Google DeepMind hasn’t introduced a separate compliance framework. Both Anthropic and OpenAI have recently published separate frameworks intended to meet regulatory obligations under SB-53 and the EU AI Act / GPAI Code of Practice. As we argued in a previous Substack post, we don’t think that separation was necessary. We therefore tentatively welcome the fact that Google DeepMind doesn’t appear to have followed suit.
What could be improved
Here are some things that could be better about v3.1:
External accountability is still limited. The framework says external parties may be engaged “as needed”. But it doesn’t say when or how external experts would be involved, what role they would play, or what information they’d receive. Other frameworks have started to make more specific commitments here: Anthropic, for example, has said it will seek external review of its Risk Reports under certain conditions. Similar commitments about when external input is sought would strengthen confidence in the framework.
The distinction between significant and severe CBRN harm should be clearer. The CBRN TCL and CCL differ only in that the TCL applies to “significant” harm, while the CCL applies to “severe” harm. The framework does not explain the distinction between significant and severe risk in practice. Future versions should say more about what separates a significant CBRN risk from a severe one.

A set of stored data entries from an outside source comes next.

PR #3037, opened 2020-02-04
bugfix(TUP-25990):Support MariaDB 10.X

hwang-talend:


main/plugins/org.talend.libraries.jdbc.mysql/plugin.xml
```diff
@@ -18,11 +18,11 @@
         </libraryNeeded>
         <libraryNeeded
               context="plugin:org.talend.libraries.jdbc.mysql"
-              id="mariadb-java-client-1.1.7.jar"
+              id="mariadb-java-client-2.5.3.jar"
               language="java"
               message="Needed for Mysql jdbc plugin"
-              mvn_uri="mvn:org.talend.libraries/mariadb-java-client-1.1.7/6.0.0"
-              name="mariadb-java-client-1.1.7.jar"
+              mvn_uri="mvn:org.talend.libraries/mariadb-java-client-2.5.3/6.0.0"
```
wchen-talend: component use mvn:org.mariadb.jdbc/mariadb-java-client/2.5.3 and this uploaded to nexus with this url .
better use the same mvnurl

PR #3050, opened 2020-02-07
fix(TUP-25986)Can't import attached job

jding-tlnd:
https://jira.talendforge.org/browse/TUP-25986
remove pigudf related


main/plugins/org.talend.core.repository/src/main/java/org/talend/core/repository/ui/actions/CopyObjectAction.java
```diff
@@ -471,24 +470,7 @@ private void synDuplicatedRoutine(RoutineItem item, String oldLabel) {
...
-            } else {
-                codeGenService.createRoutineSynchronizer().renameRoutineClass(item);
-            }
-            try {
-                codeGenService.createRoutineSynchronizer().syncRoutine(item, true);
-            } catch (SystemException e) {
-                ExceptionHandler.process(e);
-            }
-        }
-    }
```
wchen-talend: I think routine related code still need to keep in this function

PR #3051, opened 2020-02-07
bugfix(TUP-26031):Cannot connect successfully for mongDB which is

hwang-talend:
created from 721


main/plugins/org.talend.core.runtime/src/main/java/org/talend/core/service/INOSQLService.java
```diff
@@ -30,5 +30,5 @@
 
     public String getMongoDBReplicaSets(Connection connection);
 
-
+    public boolean updateNoSqlConnection(Connection connection)  throws Exception;
```
bhe-talendbj: which class will implement this method? Looks like need to update the NOSQLService.class as well?

PR #1193, opened 2019-09-25
dotCMS/core#17178  Link content types entries to contentlets results

hmoreras:


src/app/view/components/dot-listing-data-table/dot-listing-data-table.component.html
```diff
@@ -47,7 +47,7 @@
                 <a *ngIf="col.fieldName === 'nEntries'"
                    [routerLink]="rowData.variable === 'Host' ? '/c/sites' : '/c/content'"
                    [queryParams]="rowData.variable === 'Host' ? {} : {filter: rowData.variable}">
-                    {{ col.textContent || rowData[col.fieldName] }}
+                    {{col.textContent}} {{rowData[col.fieldName]}}
```
fmontes: This could print out an extra space when `textContent` is not coming, you need to leave it as it was and just pass the `View X` in the `textContent` when you are mapping that.

PR #1247, opened 2019-11-25
issue add Query method to ApiContent dotcms lib

alfredo-dotcms:


projects/dotcms/src/lib/api/DotApiContent.ts
```diff
@@ -1,5 +1,22 @@
...
+    const attrs = {
+        depth: `/depth/${params.depth}`,
+        limit: `/limit/${params.limit}`,
+        offset: `/offset/${params.offset}`,
+        orderBy: `/orderby/${params.orderBy}`
+    };
+
+    for (const key of Object.keys(params)) {
+        url += key !== 'query' ? attrs[key] : '';
+    }
```
freddyucv: I thin is better do this like:

`${url}/depth/${params.depth}/limit/${params.limit}/offset/${params.offset}/orderby/${params.orderBy}`

projects/dotcms/src/lib/api/DotApiContent.ts
```diff
@@ -22,12 +45,12 @@ export class DotApiContent {
...
     ): Promise<Response> {
         const response = await this.dotCMSHttpClient.request({
             url,
-            method: 'POST',
-            body: JSON.stringify(params)
+            method: params ? 'POST' : 'GET',
+            body: params ? JSON.stringify(params) : ''
         });
 
         if (response.status !== 200) {
```
freddyucv: test?

projects/dotcms/src/lib/api/DotApiContent.ts
```diff
@@ -1,5 +1,22 @@
...
+        offset: `/offset/${params.offset}`,
+        orderBy: `/orderby/${params.orderBy}`
+    };
+
+    for (const key of Object.keys(params)) {
+        url += key !== 'query' ? attrs[key] : '';
+    }
+
+    return url;
+}
```
freddyucv: test?

projects/dotcms/src/lib/api/DotApiContent.ts
alfredo-dotcms: if not all params are received, then an Url with not needed params will be sent:
`${url}/depth/limit/offset/orderby/`

projects/dotcms/src/lib/api/DotApiContent.ts
```diff
@@ -22,12 +45,12 @@ export class DotApiContent {
...
     private async doRequest<Content extends DotCMSContent>(
         url: string,
-        params: Content
+        params?: Content
     ): Promise<Response> {
         const response = await this.dotCMSHttpClient.request({
             url,
-            method: 'POST',
-            body: JSON.stringify(params)
+            method: params ? 'POST' : 'GET',
```
fmontes: This is not a good approach, conceptually it doesn't make sense that because we sent or not `params` the method change.

projects/dotcms/src/lib/api/DotApiContent.ts
```diff
@@ -12,6 +29,12 @@ export class DotApiContent {
         this.dotCMSHttpClient = httpClient;
     }
 
+    query(params: DotCMSContentQuery): Promise<Response> {
```
fmontes: doc.

projects/dotcms/src/lib/models/DotCMSContent.model.ts
```diff
@@ -1,3 +1,11 @@
 export interface DotCMSContent {
     stName: string;
 }
+
+export interface DotCMSContentQuery {
```
fmontes:
```typescript
export interface DotCMSContentQuery {
    query: string;
    options: {
        depth?: string;
        limit?: string;
        offset?: string;
        orderBy?: string;
    }
}
```

If you do it this way then here you can do `populateQueryUrl(params.options)` and you don't have to do the logic of avoid the property `query`

projects/dotcms/src/lib/api/DotApiContent.ts
```diff
@@ -12,6 +29,12 @@ export class DotApiContent {
...
+        let url = `/api/content/query/${params.query}`;
```
fmontes:
```suggestion
        let url = `/api/content/query/${params.query}${populateQueryUrl(params)}`;
```

projects/dotcms/src/lib/api/DotApiContent.ts
freddyucv: But if a params is not receive,  an Url with not needed params will be sent with this code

The Stealth and Situational Awareness TCL could be more precisely defined. The definition – that a model’s capabilities are such that human control “cannot be ruled out as being significantly undermined” – is notably vague. It’s not clear what evaluations would be used to decide whether a model has reached this threshold. This is arguably the most important TCL to get right, so future versions should give more detail on how it will be assessed.
The governance section needs more substance. It says that responsibilities are allocated and escalation procedures exist. But it doesn’t say who is responsible for which decisions, how escalation works, who can block a deployment, or what happens when internal teams disagree.
These are not the only areas for improvement. For example, the FSF could better justify the TCLs and CCLs it’s chosen. It could also provide more detail on how Google DeepMind will assess and communicate the overall level of risk posed by its models. Anthropic has recently taken a step in this direction by committing to publish Risk Reports – and Google DeepMind could do something similar.
Conclusion
Version 3.1 is a meaningful improvement to Google DeepMind’s Frontier Safety Framework. The new TCLs create a way to manage the risk of significant harm before they reach the CCL threshold, and Security Level 2+ strengthens protections against insider threats and other sophisticated actors. While this is a step in the right direction, important gaps remain, and the framework still lacks some commitments found in other frameworks, such as Anthropic-style Risk Reports.
Acknowledgements: Thanks to Elias Groll, Jonas Freund, Markus Anderljung, and Matthew van der Merwe (in alphabetical order) for helpful feedback on earlier drafts. All remaining errors are my own.
Disclaimer: Posts are written by individual team members and reflect the author’s perspective. Not all team members necessarily agree with every take. The views expressed here do not represent the official position of GovAI.
The document itself refers to “Google”, rather than “Google DeepMind”, which is a change from earlier versions.
TCLs are different from alert thresholds, which were already part of earlier versions and remain in v3.1. Alert thresholds are early warning indicators that a model may be approaching a CCL. TCLs are substantive capability thresholds below CCLs.